[ENTRIES PROVIDED Boundary: Start]

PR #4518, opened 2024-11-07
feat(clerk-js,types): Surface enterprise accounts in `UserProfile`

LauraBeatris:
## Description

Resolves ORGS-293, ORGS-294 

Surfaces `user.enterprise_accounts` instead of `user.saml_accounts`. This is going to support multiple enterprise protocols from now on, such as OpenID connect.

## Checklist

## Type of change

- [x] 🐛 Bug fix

[ENTRIES PROVIDED Boundary: End]
[ENTRIES PROVIDED Boundary: Start]

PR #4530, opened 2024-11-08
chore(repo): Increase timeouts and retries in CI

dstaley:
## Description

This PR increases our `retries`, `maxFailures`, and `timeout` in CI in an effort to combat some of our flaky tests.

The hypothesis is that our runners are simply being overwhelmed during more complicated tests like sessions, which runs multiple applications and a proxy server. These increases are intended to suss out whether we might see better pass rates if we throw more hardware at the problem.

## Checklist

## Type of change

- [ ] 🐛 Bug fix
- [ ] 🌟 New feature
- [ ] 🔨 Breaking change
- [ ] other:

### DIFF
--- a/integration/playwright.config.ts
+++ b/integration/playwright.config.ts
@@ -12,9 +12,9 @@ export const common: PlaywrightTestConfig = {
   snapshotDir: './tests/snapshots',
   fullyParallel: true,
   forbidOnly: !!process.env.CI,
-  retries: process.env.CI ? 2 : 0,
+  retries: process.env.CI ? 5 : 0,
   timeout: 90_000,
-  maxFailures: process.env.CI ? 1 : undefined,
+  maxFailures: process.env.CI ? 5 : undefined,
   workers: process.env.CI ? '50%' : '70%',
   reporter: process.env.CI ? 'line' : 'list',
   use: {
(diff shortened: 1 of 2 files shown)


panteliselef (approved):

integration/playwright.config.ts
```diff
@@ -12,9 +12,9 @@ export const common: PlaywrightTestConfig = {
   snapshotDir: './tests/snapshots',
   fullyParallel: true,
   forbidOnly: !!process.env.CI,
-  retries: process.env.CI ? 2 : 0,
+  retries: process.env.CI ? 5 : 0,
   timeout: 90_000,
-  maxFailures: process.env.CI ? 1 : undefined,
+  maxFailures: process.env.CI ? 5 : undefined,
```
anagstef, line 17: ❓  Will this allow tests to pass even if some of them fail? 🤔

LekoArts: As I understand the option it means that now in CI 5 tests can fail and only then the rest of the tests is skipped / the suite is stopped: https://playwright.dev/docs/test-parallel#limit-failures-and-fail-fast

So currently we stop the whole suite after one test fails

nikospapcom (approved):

[ENTRIES PROVIDED Boundary: End]

■ WORK INSTRUCTION ■
Print again the lines of the entries above that fall between the line holding "feat(clerk-js,types): Surface enterprise" and the line holding "- [x] 🐛 Bug fix", inclusive, exactly as they stand.

■ YOUR SOLUTION ■
feat(clerk-js,types): Surface enterprise accounts in `UserProfile`

LauraBeatris:
## Description

Resolves ORGS-293, ORGS-294 

Surfaces `user.enterprise_accounts` instead of `user.saml_accounts`. This is going to support multiple enterprise protocols from now on, such as OpenID connect.

## Checklist

## Type of change

- [x] 🐛 Bug fix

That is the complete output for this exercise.